Сытое время пришло. С сытостью — добреют люди, становятся мягче, покладистей. Подобрели в Варнацке: дым весело над избами вьется. Устинья Николаевна свежинкой квартиранта своего, поручика, подчивает, самое лакомое по таежным местам блюдо ему готовит — сохатинную губу.

А поручик тускнеет. Он все оглядывает, свидетельствует себя по утрам, все ищет знака пугающего. Он бледнеет при каждом прыщике, от каждого пятнышка на своем белом, чистом, холенном теле.

У поручика злые мысли:

Эх! Неужели вот тут, в проклятой таежной дыре, от бабы глупой, грошовой заполучить сокровище бесценное?!. Ведь вот прошел же он с самого Екатеринбурга через десятки объятий! Какие шикарные женщины продавали ему свою любовь! Уж там-то был риск, и рисковал он смело. И все ничего, сходило, спасал какой-то ангел-хранитель... Сколько офицеров убереглось? — В полку (а, может быть, в армии?) уцелело несколько счастливчиков — и среди них он — Канабеевский, Вячеслав Петрович, чистый, белый, незапятнанный... И вот здесь... Неужели же попасться на простой, деревенской, глупой бабе?..

Злые мысли у поручика.

И вместе с этими мыслями впивается в него тревога: где же посланцы Войлошникова? Что же они медлят? Ведь уже пора. Давно пора.

Ведь вот теперь бы и нужно попасть в культурное место, где врачи, больницы, где лекарства. Теперь, когда нет спокойствия душе Канабеевского, надо бы быть среди понимающих людей, чтоб было с кем посоветоваться, у кого найти помощь, поддержку, ободрение.

Где же штабс-капитановы люди? Вот уже солнце стало вздыматься повыше над хребтами; под снежными шапками на крышах повисли искрящиеся ломкие ледяные сосульки; лед на окнах сполз к самому низу и сквозь тусклые стекла день ясный глядится. Предвесенней лаской дышут захребтовые ветры. На Лене, от вешки до вешки, — темнеет узкая дорога.

Сумрачен Канабеевский. А тут еще запропастились куда-то тунгусы, не везут ясак, пахучую, пушистую рухлядь. И Селифан смущенно разводит руками, недоумевающе ругается:

— Чего это они, гады?!. Обязательно должны были выйти еще в позапрошлую неделю, а их нету! Не иначе — стряслось что в лесу...

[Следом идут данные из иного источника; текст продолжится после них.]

PR #2705, opened 2025-11-14
chore: introduce mockgen

miparnisari:
This will be used in https://github.com/authzed/spicedb/pull/2691


tstirrat15 (approved):
Yep, this looks good to me.

miparnisari:
@barakmich i checked with Joey and he's fine with this :) 

The mocks are automatically generated on the existing `mage gen:go` command.

PR #2719, opened 2025-11-20
Feat/ds last observed revision

ostafen:


ostafen:
Changes are no more needed (switching to different approach).

PR #2722, opened 2025-11-21
chore: unflake cursored parallel iterators test by refactoring iterator logic

tstirrat15:
## Description
This is a flake that we were seeing relatively frequently: https://github.com/authzed/spicedb/actions/runs/19578836216/job/56071339937?pr=2691

The issue was that the test [expected that the error iterator would produce a result before the error](https://github.com/authzed/spicedb/blob/b55a9f65aaacba19ec0b3eb004529a0d0bca4530/internal/cursorediterator/blocks_test.go#L397-L400), but the code was effectively racing the result and the error between a pair of channels that held results and errors.

This refactors it so that the `item` that's passed through the channel holds the error as well, so we're no longer racing channels.

## Changes
* Refactor `CursoredParallelIterators` to remove `errChannels`
## Testing
Review. See that tests pass and no longer flake.

### DIFF
--- a/internal/cursorediterator/blocks.go
+++ b/internal/cursorediterator/blocks.go
@@ -146,6 +146,7 @@ func CursoredWithIntegerHeader[I any](
 // item is a struct that holds an item or an error.
 type item[I any] struct {
 	itemAndCursor ItemAndCursor[I]
+	err           error
 	completed     bool
 }
 
@@ -239,15 +240,11 @@ func CursoredParallelIterators[I any](
 
 	tr := taskrunner.NewPreloadedTaskRunner(ctx, concurrency, len(itersToRun))
 	collectors := make([]chan item[I], len(itersToRun))
-	errChannels := make([]chan error, len(itersToRun))
 	for i, iter := range itersToRun {
 		i := i
 		iter := iter
 		collector := make(chan item[I], parallelIteratorResultsBufferSize)
 		collectors[i] = collector
-
-		errChannel := make(chan error, 1)
-		errChannels[i] = errChannel
 
 		// If not the first iterator being executed by this invocation, then we set
 		// the remaining Cursor to nil, as it cannot apply to subsequent iterators,
@@ -260,17 +257,17 @@ func CursoredParallelIterators[I any](
 
 		tr.Add(func(ctx context.Context) error {
 			for r, err := range iter(ctx, iteratorRemainingCursor) {
-				if err != nil {
-					errChannel <- err
-					return nil
-				}
-
 				select {
 				case <-ctx.Done():
-					errChannel <- ctx.Err()
-					return nil
+					return ctx.Err()
 
-				case collector <- item[I]{r, false}:
+				// Propagate the result and the error up to the collector
+				case collector <- item[I]{r, err, false}:
+					if err != nil {
+						// Stop processing if an error was encountered
+						return nil
+					}
+					// Otherwise continue
 					continue
 				}
 			}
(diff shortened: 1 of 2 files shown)


internal/cursorediterator/blocks.go
```diff
@@ -290,19 +286,19 @@ func CursoredParallelIterators[I any](
...
 
 			for {
 				select {
 				case <-ctx.Done():
 					_ = yield(ItemAndCursor[I]{}, ctx.Err())
 					return
 
-				case err := <-errChannel:
-					_ = yield(ItemAndCursor[I]{}, err)
-					return
```
tstirrat15, line 303: The tests were flaking because there was a race between a result coming through the collector and an error coming through the `errChannel`. Removing the `errChannel` from the picture fixes the problem.

internal/cursorediterator/blocks.go
```diff
@@ -261,16 +258,15 @@ func CursoredParallelIterators[I any](
...
 				if err != nil {
-					errChannel <- err
+					collector <- item[I]{r, err, true}
 					return nil
 				}
 
 				select {
 				case <-ctx.Done():
-					errChannel <- ctx.Err()
-					return nil
```
tstirrat15, line 271: The `ctx.Done()` is also handled in the collector logic, so we can terminate the task/goroutine when we've encountered the `Done()`.

internal/cursorediterator/blocks.go
```diff
@@ -260,17 +257,17 @@ func CursoredParallelIterators[I any](
...
-
 				select {
 				case <-ctx.Done():
-					errChannel <- ctx.Err()
-					return nil
+					return ctx.Err()
 
-				case collector <- item[I]{r, false}:
+				// Propagate the result and the error up to the collector
+				case collector <- item[I]{r, err, false}:
```
tstirrat15, line 265: I moved this down to prevent the case where context gets cancelled and the collector attempts to produce while the consumer is shutting down.

I think there's still a potential for a race here if the consumer shuts down in between ticks, so to speak. I think the only guarantee we'd get here is if we were somehow able to ensure that the producers were cancelled before the consumer was cancelled.

tstirrat15 (commented):
See comments

internal/taskrunner/preloadedtaskrunner.go
```diff
@@ -54,9 +54,9 @@ func (tr *PreloadedTaskRunner) Start() {
 	}
 }
 
-// StartAndWait starts running the tasks in the task runner and waits for them to complete.
-func (tr *PreloadedTaskRunner) StartAndWait() error {
-	tr.Start()
+// Wait calls .Wait() on the underlying waitgroup, allowing for e.g.
+// cleanup of existing tasks to happen.
+func (tr *PreloadedTaskRunner) Wait() error {
```
tstirrat15, line 59: Splitting out this logic so that we can `Wait()` on a taskrunner to finish all of its goroutines (e.g. during context cancellation) before tearing down the goroutine that spawned the taskrunner

internal/cursorediterator/blocks.go
```diff
@@ -290,19 +287,23 @@ func CursoredParallelIterators[I any](
...
 			collector := collectors[collectorOffsetIndex]
-			errChannel := errChannels[collectorOffsetIndex]
 
 			for {
 				select {
 				case <-ctx.Done():
+					// Wait for taskrunner tasks to complete, so that
+					// we tear down producers to the collector channels
+					// before we tear down the consumer
+					_ = tr.Wait()
```
tstirrat15, line 297: This ensures that we never have a producer goroutine hanging on trying to produce to a channel that is no longer being consumed and which would hit its buffer limit and hang indefinitely.

ecordell (approved):

PR #2724, opened 2025-11-24
chore: fix flaky ProducerMapperIterator test

tstirrat15:
## Description
Similar refactor to #2722. This should make these tests deterministic and simplify the producer logic a bit.

## Changes
See comments

## Testing
See that tests pass. Review.

### DIFF
--- a/internal/cursorediterator/blocks.go
+++ b/internal/cursorediterator/blocks.go
@@ -291,10 +291,6 @@ func CursoredParallelIterators[I any](
 			for {
 				select {
 				case <-ctx.Done():
-					// Wait for taskrunner tasks to complete, so that
-					// we tear down producers to the collector channels
-					// before we tear down the consumer
-					_ = tr.Wait()
 					_ = yield(ItemAndCursor[I]{}, ctx.Err())
 					return
 
@@ -587,9 +583,6 @@ func CursoredProducerMapperIterator[C any, P any, I any](
 
 				select {
 				case <-ctx.Done():
-					// If we cancel, we wait for the taskrunner to complete
-					// so that there are no hanging goroutines.
-					_ = tr.Wait()
 					_ = yield(ItemAndCursor[I]{}, ctx.Err())
 					return
 
--- a/internal/cursorediterator/blocks_test.go
+++ b/internal/cursorediterator/blocks_test.go
@@ -758,6 +758,37 @@ func TestCursoredProducerMapperIterator(t *testing.T) {
 				require.Equal(t, 4, items[0].Item) // len("good")
 			})
 
+			// NOTE: this test exists because we saw a periodic flake with this test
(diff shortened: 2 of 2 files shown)


internal/cursorediterator/blocks.go
```diff
@@ -349,10 +349,11 @@ type HoldForMappingComplete[K any, C any] struct{}
 
 func (HoldForMappingComplete[K, C]) chunkOrHold() {}
 
-// producerChunk is a struct that holds a chunk of items or indicates that the chunking has completed.
+// producerChunkOrError is a struct that holds a chunk of items or an error or indicates that the chunking has completed.
 type producerChunkOrError[P any, C any, I any] struct {
 	producerCompleted bool
 
+	err error
```
tstirrat15: Putting the error in here rather than in a separate channel means the ordering is deterministic.

internal/cursorediterator/blocks.go
```diff
@@ -486,14 +486,14 @@ func CursoredProducerMapperIterator[C any, P any, I any](
 		}
 	}
 
-	producerFunc := func(ctx context.Context) {
+	producerFunc := func(ctx context.Context) error {
```
tstirrat15, line 485: Need to return the error here since we're no longer sending it to the error channel.

internal/cursorediterator/blocks.go
```diff
@@ -573,11 +570,11 @@ func CursoredProducerMapperIterator[C any, P any, I any](
...
 				return
 
-			case err := <-producerErrChan:
-				_ = yield(ItemAndCursor[I]{}, err)
-				return
-
 			case chunk := <-orderedProducerChunks:
+				if chunk.err != nil {
+					_ = yield(ItemAndCursor[I]{}, chunk.err)
+					return
```
tstirrat15, line 572: This is where we now handle the error that comes out of the iterator.

internal/cursorediterator/blocks.go
```diff
@@ -590,6 +587,9 @@ func CursoredProducerMapperIterator[C any, P any, I any](
 
 				select {
 				case <-ctx.Done():
+					// If we cancel, we wait for the taskrunner to complete
+					// so that there are no hanging goroutines.
+					_ = tr.Wait()
```
tstirrat15: This ensures that if the context is canceled, the producing goroutines are torn down before the consuming goroutine, which helps ensure that we don't get a goroutine leak.

tstirrat15 (commented):
See comments

internal/cursorediterator/blocks.go
josephschorr: I'd rather not wait here; the goroutines will eventually shut down but we don't want to block the caller

josephschorr (dismissed):
LGTM

josephschorr (approved):

PR #2727, opened 2025-11-24
Use action-conventional-commits instead of bespoke logic

tstirrat15:
## Description
Trying out https://github.com/webiny/action-conventional-commits, which should be an easier thing to replicate across our other repositories.

## Changes
* Replace bespoke logic with existing action

## Testing
Review.


tstirrat15:
I validated that it failed with a bad commit message.

PR #2884, opened 2026-02-05
fix: handle `self` keyword in warnings checks, and check these warnings are error-free in consistency

barakmich:


internal/services/integrationtesting/consistency_test.go
```diff
@@ -250,6 +250,12 @@ func runConsistencyTestSuiteForFile(t *testing.T, filePath string, useCachingDis
 	for _, nsDef := range cad.Populated.NamespaceDefinitions {
 		_, err := ts.GetValidatedDefinition(cad.Ctx, nsDef.Name)
 		require.NoError(t, err)
+
+		_, err = development.AddDefinitionWarnings(cad.Ctx, nsDef, ts)
```
miparnisari, line 260: should we also have this check after line 95?

tstirrat15 (approved):
LGTM

PR #2886, opened 2026-02-06
build: add new mustcallcheck analyzer and fix instances

tstirrat15:
## Description
Follow-on to #2878. We realized we could write an analyzer that checks for that condition explicitly, so we did that and fixed the findings.

## Changes
* Add `mustcallcheck` analyzer
* Add tests for the analyzer
* Fix what the analyzer found
## Testing
Review. See that analyzers and tests pass.

### DIFF
--- a/internal/datasets/subjectsetbytype.go
+++ b/internal/datasets/subjectsetbytype.go
@@ -58,7 +58,10 @@ func (s *SubjectByTypeSet) ForEachType(handler func(rr *core.RelationReference, 
 func (s *SubjectByTypeSet) Map(mapper func(rr *core.RelationReference) (*core.RelationReference, error)) (*SubjectByTypeSet, error) {
 	mapped := NewSubjectByTypeSet()
 	for key, subjectset := range s.byType {
-		ns, rel := tuple.MustSplitRelRef(key)
+		ns, rel, err := tuple.SplitRelRef(key)
+		if err != nil {
+			return nil, err
+		}
 		updatedType, err := mapper(&core.RelationReference{
 			Namespace: ns,
 			Relation:  rel,
--- a/pkg/cmd/server/cacheconfig.go
+++ b/pkg/cmd/server/cacheconfig.go
@@ -137,9 +137,8 @@ func parsePercent(str string, freeMem uint64) (uint64, error) {
 	return freeMem / 100 * parsedPercent, nil
 }
 
-// MustRegisterCacheFlags registers flags used to configure SpiceDB's various
-// caches.
-func MustRegisterCacheFlags(flags *pflag.FlagSet, flagPrefix, flagDescription string, config, defaults *CacheConfig) {
+// RegisterCacheFlags registers flags used to configure SpiceDB's various caches.
+func RegisterCacheFlags(flags *pflag.FlagSet, flagPrefix, flagDescription string, config, defaults *CacheConfig) error {
 	config.Name = defaults.Name
 	flagPrefix = cmp.Or(flagPrefix, "cache")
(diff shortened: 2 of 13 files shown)


internal/datasets/subjectsetbytype.go
```diff
@@ -58,7 +58,10 @@ func (s *SubjectByTypeSet) ForEachType(handler func(rr *core.RelationReference,
 func (s *SubjectByTypeSet) Map(mapper func(rr *core.RelationReference) (*core.RelationReference, error)) (*SubjectByTypeSet, error) {
 	mapped := NewSubjectByTypeSet()
 	for key, subjectset := range s.byType {
-		ns, rel := tuple.MustSplitRelRef(key)
+		ns, rel, err := tuple.SplitRelRef(key)
```
tstirrat15, line 61: I added this new function and then used it where it was appropriate.

pkg/cmd/server/cacheconfig.go
```diff
@@ -137,9 +129,8 @@ func parsePercent(str string, freeMem uint64) (uint64, error) {
 	return freeMem / 100 * parsedPercent, nil
 }
 
-// MustRegisterCacheFlags registers flags used to configure SpiceDB's various
-// caches.
-func MustRegisterCacheFlags(flags *pflag.FlagSet, flagPrefix, flagDescription string, config, defaults *CacheConfig) {
+// RegisterCacheFlags registers flags used to configure SpiceDB's various caches.
+func RegisterCacheFlags(flags *pflag.FlagSet, flagPrefix, flagDescription string, config, defaults *CacheConfig) error {
```
tstirrat15, line 141: This probably would have been fine as an exception because the error case is hard to hit, but it also wasn't too bad to make it return an error.

pkg/development/devcontext.go
```diff
@@ -148,12 +148,17 @@ func newDevContextWithDatastore(ctx context.Context, requestContext *devinterfac
 		RelationshipChunkCache: nil, // Disable caching for devcontext
 	}
 
+	dispatcher, err := graph.NewLocalOnlyDispatcher(params)
+	if err != nil {
+		return nil, nil, err
+	}
```
tstirrat15, line 154: Similar here - hard to hit, but also probably not a problem.

tools/analyzers/mustcallcheck/mustcallcheck.go
```diff
@@ -0,0 +1,178 @@
...
+		// MustNewInterceptorPooler comes from pgx and doesn't have an alternative
+		"MustNewInterceptorPooler",
+		// MustRequirePresharedKey is intended to be a guardrail if the preshared key isn't
+		// present at the callsite.
+		"MustRequirePresharedKey",
+	}
+	packageAllowList = []string{
+		// cobrautil has many Must* functions but doesn't have non-Must variants
+		"cobrautil",
+	}
```
tstirrat15, line 38: This is the list of exceptions - take a look and lemme know what you think.

tools/analyzers/mustcallcheck/mustcallcheck.go
```diff
@@ -0,0 +1,178 @@
...
+		// present, it means there's probably a bug and a panic is appropriate.
+		"MustValue",
+		// MustNewInterceptorPooler comes from pgx and doesn't have an alternative
+		"MustNewInterceptorPooler",
+		// MustRequirePresharedKey is intended to be a guardrail if the preshared key isn't
+		// present at the callsite.
+		"MustRequirePresharedKey",
+	}
+	packageAllowList = []string{
+		// cobrautil has many Must* functions but doesn't have non-Must variants
```
miparnisari, line 36: 😭

tstirrat15: Yeah, but I'm also not too worried about it because they typically happen during process startup and if they panic it indicates a bug in the code rather than invalid input.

Поручик сердито молчал и переглядывал свои записи: огорченно отмечал застывший, не возрастающий счет богатств своих — и натыкался на последнюю запись в «Настроениях» — о жизни, которая станет ненужной и страшной, если господь не отвратит от него этого.

Тогда мрачно посматривал он в угол, за изголовьем постели, где под висевшим платьем стояла винтовка. Смотрел и вздыхал.

В последнее время Канабеевский, несмотря на солнечные дни, реже стал выходить из избы. Не тянуло его к людям, гадки они ему были, мутило его при виде их. К нему, на его половину, тоже никто не заходил, кроме Селифана и косоглазой девчонки, носившей ему самовары и обед вместо Устиньи Николаевны.

Бывало, что целый день Канабеевский валялся на постели и не видал живого человеческого лица.

И поэтому очень изумлен был он, когда однажды после обеда вошел к нему хозяин, Макар Иннокентьевич.

— К вашей милости я, Ачеслав Петрович!..

— Ну, в чем дело? Зачем? — брезгливо спросил Канабеевский.

— Вот какая штуковина, — немного помялся хозяин. — Заминка у меня тут вышла. Припас у нас ружейный вышел. Да. Так не уступите ли ружьишка вашего с патронами, значит?..

Канабеевский скривил губы и качнул головой.